Certaines industries se prémunissent contre la pléthore de règlements européens et quel meilleur moyen que de noyer le poisson dans l’eau, qui en l’occurrence est un Parlement à la merci des souhaits des groupes de pression les plus divers. Cette pratique existe Outre-Atlantique, où c’est un vrai métier, reconnu et parfois même respectable. 145 experts accrédités à Bruxelles pour un seul groupe de l’industrie chimique, 4570 en tout, c’est dire l’envergure qu’a pris cette fonction dans le travail législatif.
En pratique, cela veut dire des centaines d’amendements aux textes de la Commission, des montagnes de papier pour toutes les traductions, un résultat parfois illisible, tant la réglementation européenne devient technique et le travail du parlementaire dans cette broussaille de textes arides et compliqués, pénible.

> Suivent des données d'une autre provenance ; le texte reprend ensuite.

PR #4695, opened 2026-09-03
fix(notifications): stand the placeholders in the frame the records land in

mortik:
Placeholder rows now stand where the records land — on the notification pages, and in every list built on `ListGroup`.

## The notification jump

The waiting state and the loaded page disagreed on five measurements, so the list moved twice on arrival: once sideways, once down. Measured on the page at 1280px with the answer held back, before → after:

| | before | after |
|---|---|---|
| list column | full width → 361px | 361px both |
| reading pane | absent while waiting | 567×240 both |
| row icon (checkbox) | 365 → 400 | 365 both |
| row title (icon footprint) | 395 → 400 | 400 both |
| selection bar | 34px → 51px | 51px both |
| heading count line | 32px → 72px | 72px both |

The skeleton slot draws the frame now: the real selection bar (disabled, nothing to tick) and the real reading pane in the state it is about to be in, with the placeholders in the list's own column and a checkbox on every row. `ListSkeleton` is built to the row's two boxes rather than to their insets added together, so the checkbox, the icon and both lines sit where the record's own will.

An empty answer used to replace all of it — bar, list and pane together — with the empty box. The box goes in the list's own column instead, so an empty inbox is still a two-pane page.

## The measurement that never landed

A list's placeholders reserve what one of its rows measured last time, and this loop was never closing on these pages: `useReportListGeometry` reaches the geometry through inject, and the geometry is provided by the `FilteredList` the page renders — inject only looks upwards. Every load reserved a single-line row (72px) against rows that run to two (99px). Naming the list files the reading under the same key the frame reads back; second load now reserves 99px against a 99.375px row.

## Elsewhere

- **`ListGroup`** answered a load with a spinner over an empty box. It draws placeholder rows now, built to the row's own recipe: 47px against 47px for a pill-and-name row, 61px against 61px once it carries buttons. `InlineEditableList` passes the count through.
- **The selection bar on a phone**: once the bar wraps, the checkbox was centred against a two-line bar — 26.5px below the count and level with the buttons. It is held in one box with the count now.
- **The clear button is gone.** It only did something the checkbox could not in one state, and a minus box clears the selection in one click instead. Ticking the whole page from a partial selection is the two-click move now, which is the rarer one. Each of the three states says what a click will do; a disabled box says nothing.
- **The empty box** was 600px wide whatever it stood in, which ran it and its headline over the reading pane. Both box widths are ceilings now. It also offered to reset filters that were never applied — any query parameter counted as one, so the tab and the sort order read as filters.

## Checks

- New: 9 `ListGroup`, 2 `InlineEditableList`, 2 `ListSkeleton`, 6 `useListGeometry` tests. 189 shared-component and composable tests green, `lint:ts` clean.
- Verified against the running app rather than by eye: the numbers above come from measuring both states of the real page with the API held back, and the empty state from deleting every notification (bar and pane in place, box inside its column, no reset actions).
- New visual-test cases: lists → the loading list group beside the list it becomes; notification centre → selectable placeholders beside the rows they stand in for, and the selection bar in its three states plus a phone-width column; states → the empty box in a narrow column.

🤖

### DIFF
--- a/app/frontend/admin/components/Notifications/ListItem/index.vue
+++ b/app/frontend/admin/components/Notifications/ListItem/index.vue
@@ -220,9 +220,16 @@ defineExpose({ focus: () => select.value?.focus() });
 
 .notification-item__icon {
   flex-shrink: 0;
+  // A fixed footprint rather than the glyph's own. The icon comes from the
+  // notification type, its glyphs are not all the same width, and a column of
+  // titles that steps in and out by a few pixels a row reads as a list that
+  // cannot line itself up. 1.25em is the width a duotone glyph is drawn in, so
+  // nothing is clipped and the placeholders can reserve the same.
+  width: 1.25em;
   margin-top: 2px;
   color: $gray-lighter;
   font-size: 1.15em;
+  text-align: center;
 }
 
 .notification-item--unread .notification-item__icon {
--- a/app/frontend/admin/pages/notifications.vue
+++ b/app/frontend/admin/pages/notifications.vue
@@ -11,6 +11,7 @@ import Heading from "@/shared/components/base/Heading/index.vue";
 import HeadingSmall from "@/shared/components/base/Heading/Small/index.vue";
 import BtnGroup from "@/shared/components/base/BtnGroup/index.vue";
 import FilteredList from "@/shared/components/FilteredList/index.vue";
+import Empty from "@/shared/components/Empty/index.vue";
 import ListSkeleton from "@/shared/components/ListSkeleton/index.vue";
 import { useReportListGeometry } from "@/shared/composables/useListGeometry";
 import BulkSelectionBar from "@/shared/components/BulkSelectionBar/index.vue";
@@ -136,6 +137,10 @@ const list = ref<ComponentPublicInstance>();
 // is as tall as its own two lines or the controls beside them, whichever wins,
 // and only the rendered row knows which.
 useReportListGeometry("row", list, {
+  // Named rather than injected: the geometry is provided by the FilteredList
+  // this page renders, and inject only looks upwards - so the measurements of
+  // a list drawn in that list's slot have to be filed under its name.
+  name: "admin-notifications",
   ready: () => !!records.value.length,
   pick: (host) => host.firstElementChild,
 });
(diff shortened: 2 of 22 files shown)


mortik:
## Screenshots

Shot from the `/visual-tests/` routes, once at `main` (`eb412270d`) and once at this branch. The three demo pages this branch touches were checked out into the base worktree first, so both passes render the **same** harness and only the component code differs — otherwise the new demo sections would simply be absent from the "before" column.

### ListSkeleton beside the rows it stands in for — 1600px

Placeholder insets, measured from the column's left edge:

| | checkbox | icon | first line |
|---|---|---|---|
| record row | 35px | 96px | 130px |
| placeholder, before | — | 35px | 69px |
| placeholder, after | 34px | 93px | 128px |

| Before | After |
| --- | --- |
| Placeholder rows without a checkbox, icon and text bars sitting 61px left of where the record rows put them | Placeholder rows with a checkbox box, icon and text bars aligned with the record rows beside them |

Before, the icon sits where the checkbox belongs and both lines land 61px left of the title they stand in for.

### BulkSelectionBar in a phone's column — 1600px

| Before | After |
| --- | --- |
| Bulk selection bar wrapped to two lines with the select-all checkbox centred below the count and outside the column | Bulk selection bar wrapped to two lines with the select-all checkbox on the same line as the count |

Once the bar wraps, the checkbox used to centre itself against the whole two-line bar and left the count's line entirely. The separate `×` is gone too: the minus box now clears the hand-picked rows itself, which is what the demo copy describes.

### ListGroup holding itself open — 2200px

| Before | After |
| --- | --- |
| A loading list group collapsed to an empty box reading No Docks found, with the loader over the text | A loading list group holding four placeholder rows matching the four record rows beside it |

The pair is `col-xl-6`, so it only sits side by side above 2100px — at 1600px it stacks and the comparison the section is built on is not visible. The cube loader drawing over the placeholder rows is deliberate: `loaderVisible` only stands down where a surrounding frame is already showing one.

### Empty in a 361px column — 1280px

| Before | After |
| --- | --- |
| Empty box wider than its dashed 361px column, headline running off the right edge | Empty box inside its dashed 361px column, headline wrapped to two lines |

### Also checked, not posted

430×900 for the skeleton pair: the two columns stack, so the side-by-side check does not exist at that width — the insets hold. A clip that tall also carries the fixed bottom nav printed across its middle, which reads as an artifact rather than as the fix.

One thing the shots show that this branch does not change: in the demo the skeleton stands without a frame, so a record row whose title wraps to two lines is taller than the placeholder standing in for it and the two columns drift apart from that row down. On the real page the frame remembers the measurement (`geometry.heightFor("row")`), which is exactly the case that comment calls out.

🤖

PR #4851, opened 2026-09-10
feat(hangar): record what a user changes on their own ship

### LINKED ISSUE #4845: Record what a user changes on their own ship
Nothing a user does to their own ship is recorded. Split out from the change-history feature so the recording can be configured now — history cannot be backfilled, and every day this waits is a day of history that does not exist.

## Where it stands

`Vehicle` has paper_trail, but with its own crippled configuration rather than the shared one:

```ruby
has_paper_trail on: %i[update],
  only: %i[name serial wanted flagship public name_visible sale_notify hidden loaner bought_via],
  if: ->(record) { record.author_id.present? }
```

`author_id` is set only by an admin action. The result, measured against production: **zero `Vehicle` versions exist.** For comparison, `Fleet` has 553,744.

`vehicle_loadouts`, `vehicle_modules` and `vehicle_upgrades` have **no paper_trail at all** — so loadout changes, the most interesting thing a history would show, are not recorded anywhere.

## What is already in place

- `Vehicle` is registered in `app/lib/versioned_item.rb`, in both `ROOTS` and `POLICIES`. The admin read path exists.
- `Api::BaseController:145` sets `whodunnit` from `current_resource_owner`, so a user's edits get an actor for free the moment they are recorded at all.
- `Inventory`, `InventoryItem`, `FleetInventory` and `FleetInventoryItem` already use the shared `has_paper_trail on: ::VersionedItem::RECORDED_EVENTS`, unconditionally. That is the pattern to adopt.

## The real work: keeping machine writes out

The `author_id` condition is doing a job, and removing it without a replacement would flood the table. Vehicles are written automatically in several places:

- `create_loaner` and `create_bundled_snub_craft` create rows on every parent save
- a hangar sync rewrites many vehicles at once
- today's loaner repair touched roughly 54,000 rows

`VersionedItem::RECORDED_EVENTS` documents what this looks like when it goes wrong: `Fleet` carries 572,735 empty touch versions against 464 real edits. The same trap, from a different direction.

So this issue is a design decision, not a config change: what counts as a change to a ship, and how machine writes are held out — a `loaner? || bundled?` guard, `PaperTrail.request(enabled: false)` around the importers, or something else.

## Open decision

**Do loadout, module and upgrade changes get recorded too?** They have no instrumentation today and they are what makes a history worth reading. Including them adds three models to this issue; leaving them out means the later history tab is missing its most interesting column.

## Not in scope

The user-facing tab. The existing read path is admin-only and policy-gated, and it is worth seeing what the recorded data actually looks like before designing a view onto it.

🤖

mortik:
Resolves #4845.

## The problem

Nothing a user does to their own ship is recorded. `Vehicle` has had paper_trail all along, gated on `author_id.present?` — and `author_id` is not a column. It is an `attr_accessor` (`vehicle.rb:47`) assigned in exactly two places, both admin: `Admin::Api::V1::VehiclesController#update` and `Versions::FieldReverter`. Nothing a user does can satisfy it.

Measured against production:

```
Fleet             553744
FleetMembership    46745
Model               8503
RoadmapItem         2523
Component            480
Vehicle                0
```

Zero, against a table of **1,573,370 rows**. History cannot be backfilled, so every day this waits is a day that does not exist.

## The shape

The issue framed this as a design decision rather than a config change, and the reading confirmed it: **no predicate on the record can tell a machine write from a user's.** `HangarSync#sync_vehicles` calls `vehicle.update!` at ~8 sites writing `name` and `wanted` — the same columns, on the same non-loaner rows, as a rename.

Both candidate guards leak:

| Guard | Holds out | Leaks |
|---|---|---|
| `loaner? \|\| bundled?` | the loaner and bundled cascades | `HangarSync`, `LoanerJob`, `Rsi::ModelsLoader`, `HangarImporter` |
| `whodunnit.present?` | the three Sidekiq paths | `HangarImporter` — it runs inline in the request, so the user *is* the whodunnit |

`loaner? || bundled?` holds out 604,464 of 1,573,370 rows and leaves 968,906 user-owned rows exposed to sync. So the two jobs are split: the predicate keeps out the rows that have no history worth reading, and the importers are silenced at their entry points with `PaperTrail.request(enabled: false)` — a new mechanism here, it appeared nowhere in the codebase before.

Held out at the entry point rather than at each write site, so a write added to a sync later is silent by default. The failure mode is a missing version, not a flood. In the models loader only the vehicle writes are wrapped — `model.destroy` still files its own `Model` version.

`only:` also gains `model_id`, `model_paint_id` and `alternative_names`. All three were user-writable but unrecorded, and a repaint and a retrofit are exactly what a history should show.

## Two of the issue's premises were wrong

**The loaner repair was never a flood risk.** `Maintenance::RepairLoanerFlagsTask` writes through `update_columns`, which bypasses paper_trail entirely. The ~54,000 rows it touched would have filed nothing, so it is not one of the paths that needed holding out.

**`:destroy` cannot be recorded on `Vehicle`,** so adopting `VersionedItem::RECORDED_EVENTS` verbatim as the issue suggested would have added an event that provably writes nothing. `ErasableVersionsConcern` is included before `has_paper_trail` and rails runs `after_*` in reverse definition order, so the destroy version is written and then deleted in the same transaction. An existing test already pins that outcome.

## The open decision: loadouts yes, modules and upgrades no

The answer is not symmetrical, which is why it took reading the write paths rather than the models.

`VehicleLoadout` is written only by its own controller, one `save` per user action. One action, one version. It records cleanly.

`VehicleModule` and `VehicleUpgrade` are torn down and rebuilt on every update:

```ruby
@vehicle.vehicle_modules.destroy_all unless vehicle_params[:model_module_ids].nil?
@vehicle.vehicle_upgrades.destroy_all unless vehicle_params[:model_upgrade_ids].nil?
```

Any PATCH that merely *includes* `modelModuleIds` would file a destroy and a create for every module on the ship, changed or not. That is churn, not change. Recording them meaningfully needs the controller to diff instead of rebuild, which is a separate change.

## One thing found while implementing, not in the issue

`Vehicle has_many :vehicle_loadouts, dependent: :destroy`, and `User has_many :vehicles, dependent: :destroy`. A loadout version carries `name` — free text the owner typed — and `url`, their build. Without `ErasableVersionsConcern` those rows outlive a deleted account, which is precisely what that concern exists to prevent on `Vehicle`.

So `VehicleLoadout` includes it. That costs the delete event for the same reason as above — the concern erases the row paper_trail just wrote — so removing a loadout is not recorded. That is the trade a ship already makes for being deleted, and consistency with that decision beat keeping one more event; the alternative erases a loadout's versions when the *vehicle* dies but not when the loadout does, which needs ids captured before destroy.

## Verification

98 tests, 315 assertions, 0 failures across the model, loader, job and admin-versions suites. `bin/ruby-lint` clean over 2,514 files.

The two wrappers are pinned end to end rather than only in the abstract: a real `HangarSync` over three existing vehicles files zero versions while still renaming the corsair and wishlisting the javelin, and a real `HangarImporter` run files zero while still building the hangar. Both would have flooded before.

## Notes

- `VehicleLoadout` joins `VersionedItem::ROOTS` as `[:vehicle]` so the admin read path can reach it, authorised through the ship. `TYPES` feeds an OpenAPI enum, hence the one-line schema regeneration.
- It stays out of the recent feed, which filters `.where.not(author_id: nil)` and would show nothing for it.
- **User edits will render as `author: null` in the admin history.** The views resolve the author from `AdminUser` via `author_id` and never render `whodunnit`, so the data is attributed but the view cannot read it. That is a read-path change and the issue scopes the read path out — worth knowing before anyone reads the recorded data as broken.
- `move_all_ingame_to_wishlist` keeps recording. It is a genuine user change to every ship it touches and bounded by their own hangar, but it is the one user path that can file hundreds of versions from one press — the first place to look if `versions` grows faster than expected.
- The `versions` table has two indexes and the `created_at` one is partial on `author_id IS NOT NULL`, so user versions fall outside it. Nothing queries user history by time until the tab exists.
- `VehicleLoadout#activate!` uses `update_all`, so activating B records B but not that A stopped being active. Asymmetric, left alone.
- The user-facing history tab stays out of scope, per the issue — worth seeing the recorded shape first.

🤖

## Summary by CodeRabbit

* **New Features**
  * Vehicle changes made by owners now appear in version history, including model, paint, and alternative-name updates.
  * Vehicle loadout creation and edits are now tracked, with changes attributed to the responsible user.
  * Vehicle history now supports loadout-related entries in the admin API.

* **Improvements**
  * Automated imports, synchronization, loaner updates, and cleanup operations no longer create version-history entries.
  * Admin vehicle edits continue to record administrative attribution separately from owner changes.

### DIFF
--- a/app/jobs/loaders/loaner_job.rb
+++ b/app/jobs/loaders/loaner_job.rb
@@ -7,13 +7,17 @@ module Loaders
 
       model_ids = ModelLoaner.pluck(:model_id).uniq
 
-      model_ids.each do |model_id|
-        Vehicle.where(model_id:, loaner: false).find_each(&:add_loaners)
+      # `add_loaners` runs over every vehicle of every loaner-bearing model, so
+      # this is the widest machine write there is against the hangar.
+      PaperTrail.request(enabled: false) do
+        model_ids.each do |model_id|
+          Vehicle.where(model_id:, loaner: false).find_each(&:add_loaners)
+        end
+
+        loaner_model_ids = ModelLoaner.pluck(:loaner_model_id).uniq
+
+        Vehicle.where(loaner: true).where.not(model_id: loaner_model_ids).destroy_all
       end
-
-      loaner_model_ids = ModelLoaner.pluck(:loaner_model_id).uniq
-
-      Vehicle.where(loaner: true).where.not(model_id: loaner_model_ids).destroy_all
 
       actionable = missing_loaners.present? || missing_models.present?
 
--- a/app/lib/hangar_importer.rb
+++ b/app/lib/hangar_importer.rb
@@ -29,61 +29,65 @@ class HangarImporter
     missing_models = []
     imported_models = []
 
-    (@import.import_data || []).each do |item|
-      name = item[:name]
-      name = legacy_mapping[item[:name]] if legacy_mapping[item[:name]].present?
-      name = starship_42_mapping[item[:name]] if starship_42_mapping[item[:name]].present?
-      name = hangar_xplor_mapping[item[:name]] if hangar_xplor_mapping[item[:name]].present?
+    # An import creates the user's hangar wholesale; none of it is an edit the
+    # user made to a ship that already existed.
+    PaperTrail.request(enabled: false) do
+      (@import.import_data || []).each do |item|
+        name = item[:name]
+        name = legacy_mapping[item[:name]] if legacy_mapping[item[:name]].present?
+        name = starship_42_mapping[item[:name]] if starship_42_mapping[item[:name]].present?
+        name = hangar_xplor_mapping[item[:name]] if hangar_xplor_mapping[item[:name]].present?
 
-      normalized_name = normalize(name)
-      slug = item[:slug].downcase if item[:slug].present?
-      slug = item[:paint_slug].downcase if item[:paint_slug].present?
+        normalized_name = normalize(name)
+        slug = item[:slug].downcase if item[:slug].present?
+        slug = item[:paint_slug].downcase if item[:paint_slug].present?
 
-      query = [
-        MODEL_FIND_QUERY.join(" OR "),
-        {
-          name: name.downcase,
-          slug:,
-          normalized_name:,
-          search: "%#{normalized_name}%"
+        query = [
+          MODEL_FIND_QUERY.join(" OR "),
+          {
+            name: name.downcase,
+            slug:,
+            normalized_name:,
+            search: "%#{normalized_name}%"
+          }
+        ]
+
+        params = {
+          notify: false,
+          user_id: @import.user_id,
+          name: item[:ship_name] || item[:custom_name],
+          serial: item[:ship_serial],
+          flagship: item[:flagship] || false,
+          wanted: item[:wanted] || !item[:purchased] || true,
+          bought_via: item[:bought_via] || :pledge_store,
+          public: item[:public] || false,
+          name_visible: item[:name_visible] || false,
+          sale_notify: item[:sale_notify] || false,
+          hangar_group_ids: HangarGroup.where(user_id: @import.user_id, name: item[:groups]).pluck(:id),
+          model_module_ids: ModelModule.where(name: (item[:modules] || []) + (legacy_module_mapping[item["name"]] || [])).pluck(:id),
+          model_upgrade_ids: ModelUpgrade.where(name: item[:upgrades]).pluck(:id)
         }
-      ]
 
-      params = {
-        notify: false,
-        user_id: @import.user_id,
-        name: item[:ship_name] || item[:custom_name],
-        serial: item[:ship_serial],
-        flagship: item[:flagship] || false,
-        wanted: item[:wanted] || !item[:purchased] || true,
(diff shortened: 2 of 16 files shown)


mortik:
Good catch, and fixed in 7d3ee85 — this was a gap the plan had listed as deferred, on the assumption that the fix traded one bulk write for one write per sibling.

That assumption was wrong, and measuring it flipped the decision. The old call wrote `active: false` to *every* non-self sibling, nearly all of them already false. Scoping to `.active` and iterating writes only the row that was actually on — and there is at most one, because that is the invariant `activate!` itself maintains. Production agrees: 273 loadouts across 221 vehicles with an active one, max 1 active per vehicle, 0 violations, and only 5 vehicles hold more than one loadout at all.

So it records strictly more history while doing strictly fewer writes. Nothing to defer.

Two tests cover it: one asserts the changeset on both sides of the switch (`[false, true]` on the arriving loadout, `[true, false]` on the one it replaced), and one asserts an already-inactive sibling files nothing — which is what would regress if this ever went back to touching every row.

🤖

PR #4874, opened 2026-09-11
fix(sc-data): read the Nox with its length on z

mortik:
Left on the default axis order the Nox reads **1.45 m long and 5.15 m tall** — a hover bike stood on its end.

Both dimension columns agreed on it, because `length/beam/height` and `sc_*` trace back to the same bounding box. So nothing flagged it: it is not a drift between curated and loaded values, it is the order being wrong at the source for both.

`%i[z x y]` — the same permutation as the Caterpillar, from the same source, the proportions read off the orthographic renders. That gives 5.15 × 1.32 × 1.45, which is a bike.

Covers the Kue, which is the same chassis.

## Note

This takes effect on the **next model load**. The stored rows keep the old order until then, so the Nox stays wrong in production until a load runs.

## Verification

- 11 loader tests green, one of them new and shaped like the existing Caterpillar and Cyclone cases
- `ruby-lint` clean

🤖

### DIFF
--- a/app/lib/sc_data/loader/models_loader.rb
+++ b/app/lib/sc_data/loader/models_loader.rb
@@ -34,6 +34,8 @@ module ScData
         "rsi_scorpius_antares" => %i[x y z],
         "rsi_hermes" => %i[x y z],
         "tmbl_cyclone" => %i[x y z],
+        "xian_nox" => %i[z x y],
+        "xian_nox_kue" => %i[z x y],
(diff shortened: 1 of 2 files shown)


mortik:
Guter Fang — der Kue war eine eigene Zeile in `AXIS_ORDER` und wurde von keiner Zusicherung berührt. Der Test läuft jetzt über beide Schlüssel.

🤖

Pas étonnant que dans son « initiative européenne en matière de transparence », la Commission européenne a proposé un frein à certains excès, en encadrant les activités des représentants d’intérêt dans les institutions européennes. Mais le débat ne fait que commencer: déjà, certains se voient privés de leur badge qui donne libre accès au Parlement, sans aucune restriction à suivre le travail des députés, à les poursuivre au-delà des ascenseurs.
Quant aux moyens de faire pression, ils sont multiples, passons sous silence les cocktails et autres événements sociaux, pour relever la rédaction d’amendements par les lobbyistes jusqu’à leur présence physique dans les groupes de travail des partis. Ceci dit, le rôle du député sera, bien entendu, de garder son indépendance – il n’est même pas susceptible d’être téléguidé par son gouvernement national!
L’idée de limiter le nombre des lobbyistes avec accès au Parlement européen et de créer même une « footnote » à chaque règlementation indiquant quels ont été les intervenants et pour qui ils travaillent, est en discussion. Mais déjà, il y a levée de bouclier chez les ONG comme chez les industries. Serait-ce la preuve que la vraie faiblesse du Parlement européen est l’absence d’expertise propre? Ou le manque de courage politique, qui fait que finalement la prise de décision se résume à l’arbitrage entre les différentes revendications des uns et des autres? Les réformes du Parlement européen devraient lui assurer son indépendance des influences externes, mais il devra mieux assumer le travail de suivi, appelé comitologie… Car une fois les textes arrêtés par le Parlement européen, la Commission et le Conseil des Ministres, les travaux de rédaction finale sont assurés par les services de la Commission. Et vu que le détail est parfois d’une importance capitale, l’entrée en lice des consultants, cabinets spécialisés et autres experts techniques dont parfois d’anciens fonctionnaires, voire commissaires assurera que le texte final convienne, car l’insécurité juridique, ce sera l’affaire de la Cour de Justice européenne…
À bon entendeur, salut – une réforme n’en cachera pas une autre, qui sait?